From those basic concepts, you can draw a curve - the I²t curve - for a fuse that describes the interaction of those 3 things. A ‘fast blow’ fuse has little thermal capacity and good thermal insulation so that it heats up and melts quickly. A ‘slow-blow’, anti-surge or time-delayed fuse will have a larger mass of metal that takes a while reach melting temperature. You can sometimes see a glass fuse with a blob of solder in the middle of the wire - that’s no accident. It delays the melting of the wire so that a brief current surge, e.g. starting a motor, doesn’t blow the fuse.

The common belief that a 13 A fuse blows at 13 A is rubbish. The 13 A fuse will carry 13 A indefinitely, at the maximum expected ambient temperature. From the characteristic curves (the black curve) below, the BS 1363 fuse will blow at 2 × current (26 A) after somewhere between 3 s and never! It needs 30 A to guarantee to blow inside 400 s (6? minutes), but it might blow in 1 s.

How an MCB Works

Domestic Miniature Circuit Breakers are designed to mimic the action of fuses fairly closely. However, they are ‘better’ than fuses (apart from being easy to reset following a trip) because they can offer additional protection. Most have two mechanisms that cause them to trip, thermal and magnetic. The magnetic trip is a solenoid energised by the load current that operates ‘instantly’ when a high current is detected. The thermal trip is a bi-metallic strip that is heated (usually indirectly with a small heater) that detects a sustained lower fault current. So again, it is a fallacy that a 16 A MCB will trip at 16 A. Looking once more at the characteristic curves (the blue curve) below, it might trip at 18 A after an hour or more, but it needs 23 A to guarantee a trip within an hour. This is the thermal trip operating, and that remains the active trip mechanism up to 48 A (3 × current) when it will take between 3 and 12 seconds to trip. At 48 – 80 A (3 – 5 × the rated current), the magnetic trip takes over. This is not totally precise – it may trip a 3 ×, but it is guaranteed to trip at 5 ×, and it might trip within 20 ms but it may take as long as 4 seconds (the vertical part of the blue shaded area). However, if the current is more than 96 A (6 ×), it trips in 10 ms.

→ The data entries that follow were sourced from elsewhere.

PR #3585, opened 2013-06-26
Give useful information to the KPIs when reporting a custom error.

### LINKED ISSUE #3584: KPIs report "screen.error." if module.renderError is called with custom error.
screen.error. contains no useful developer facing information. 

Link to #2407

shane-tomlinson:
- If reporting a custom error type, use the action.title field as the reported error.

fixes #3584

### DIFF
--- a/resources/static/common/js/modules/interaction_data.js
+++ b/resources/static/common/js/modules/interaction_data.js
@@ -47,12 +47,16 @@ BrowserID.Modules.InteractionData = (function() {
     var parts = [];
 
     if (data.action) {
-      parts.push(_.keyOf(errors, data.action));
+      var errorType = _.keyOf(errors, data.action)
+                          || data.action.title || "unknown";
+      parts.push(errorType);
     }
 
     if (data.network && data.network.status > 399) {
       parts.push(data.network.status);
     }
+
+    if (!parts.length) parts[0] = "unknown";
 
     return 'screen.error.' + parts.join('.');
   }
--- a/resources/static/test/cases/common/js/modules/interaction_data.js
+++ b/resources/static/test/cases/common/js/modules/interaction_data.js
@@ -382,19 +382,37 @@
     start();
   });
 
-  test("error_screen formats an error object", function() {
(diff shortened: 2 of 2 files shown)


shane-tomlinson:
@kparlante - could you review this one?

seanmonstar:
Isn't the title localized?

shane-tomlinson:
@seanmonstar - generally not since these are catastrophic errors. The hope is users can send us an email or tweet us with the error.

@kparlante - an example of these errors is when an input parameter to navigator.id is invalid, we toss up an error screen with the error info.

seanmonstar:
So looking through error-messages.js, I see a few that are wrapped in
gettext.

shane-tomlinson:
@seanmonstar - the messages that you point out can reasonably be displayed to the user as part of the normal flow, the rest are supposed to be developer facing messages that are shown very rarely, in the case of a catastrophic error. 

cannotConfirm - is displayed when there is a problem with the signup link and the user cannot confirm their ownershipo of an address.
cannotComplete - is displayed if the link is alright, but for some reason the verification failed.
cookiesDisabled - is displayed if the user's cookies are disabled.
xhrError - generic.

In these cases, the table key (cannotConfirm, cannotComplete, cookiesDisabled, xhrError) is logged in the KPI data instead of the translated strings.

When we started localizing strings, we decided to only localize the subset of strings that users would see as a result of an action that they themselves took - ie, clicking a verification link twice, disabling cookies. Perhaps these strings should be moved out of this table to reduce confusion?

I'm down for a different solution if needed, my intent is to increase the usefulness of the blank custom errors that are being reported in the KPIs. These blank error messages provide us with no useful information that we can use to track down errors. :(

seanmonstar:
Ah right, I forgot that before the title, it will try the key from Errors
first. My bad :+1:

kparlante:
@shane-tomlinson : I have no issues with the code and don't want to block this. I haven't been able to create a blob that triggers this, though. FWIW, I tried using persona with cookies disabled (on mac Chrome and Safari) and no kpi blob gets sent.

Applying This to a Triac Immersion Heater Control

Let’s say we have a triac that is switching an immersion heater. The same kind of curve as the fuse’s exists for anything that carries current and gets heated by that current – cables, resistors, or the device we’re interested in, a triac. The basic data for a BTA41 for example, is given in just one line on the data sheet [PDF download]: In Table 2 I²t Value for fusing tp = 10 ms 1000 A²s”. (there is more in Figure 5). From that you can draw the curve for the triac (the red line). If the triac is to be protected by the fuse, the whole of the triac’s curve must lie above and to the right of the fuse curve. [Bear in mind that unless it has a large and fully rated heatsink, the vertical line for the triac is wrong, it should continue to slope – at a different rate of course – but without knowing or making assumptions about the heatsink, we don’t know enough to show it].

So if there’s a fault, the immersion heater can draw 50 A for 0.1 s, or 100 A for ½ cycle, or 20 A for a long time, without guaranteeing a blown fuse.

(Don’t confuse the terms ‘slow blow’ or ‘quick-blow’ with “HRC”. Another property of fuses is the maximum fault current they can handle. An HRC fuse is constructed with an arc-quenching material inside so that it can safely handle a much higher fault current – High Rupture Current).

If we have a 16 A MCB protecting the triac, the situation is slightly better (but still not satisfactory). With a fault current of less than 40 A, the triac is still safe. With a fault current above 100 A, the triac is safe because the MCB will operate in 20 ms. However, if the fault current is between 40 A and 80 A, it’s not clear what will happen but the triac is more than likely doomed. You would in fact need a 6 A MCB to protect this triac, but then your immersion heater could only run at an average power of 1440 W (at 240 V).

And Finally…

Fuses and MCBs are affected by ambient temperature. If the ambient is anything other than normal room temperature, you need to check the manufacturer’s data sheet for the appropriate rating factors.